PR #1507, opened 2023-09-15
Fix docstring example reference

pouwerkerk:
There appears to be a very small typo in the docstrings for `Duration.normalize()`. The docstring mentions negative values, but points to an example about excessive values, whereas the _third_ example appears to exemplify the point made in the docstring.

Screenshot 2023-09-15 at 9 38 58 AM


icambron:
thanks

PR #1508, opened 2023-09-16
perf(partsOffset): allocate fixed size array

amilajack:


diesieben07:
An even better way to do this would be to just use `Array#map` on `formatted`. This way we avoid having a "holey" or sparse array (i.e. an array with holes in it), which JS engines are less able to optimize.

════

## WHAT TO WORK ON
Reproduce the records above line by line, without any change, up to and including the line that holds "There appears to".

## PROBLEM SOLUTION
PR #1507, opened 2023-09-15
Fix docstring example reference

pouwerkerk:
There appears to be a very small typo in the docstrings for `Duration.normalize()`. The docstring mentions negative values, but points to an example about excessive values, whereas the _third_ example appears to exemplify the point made in the docstring.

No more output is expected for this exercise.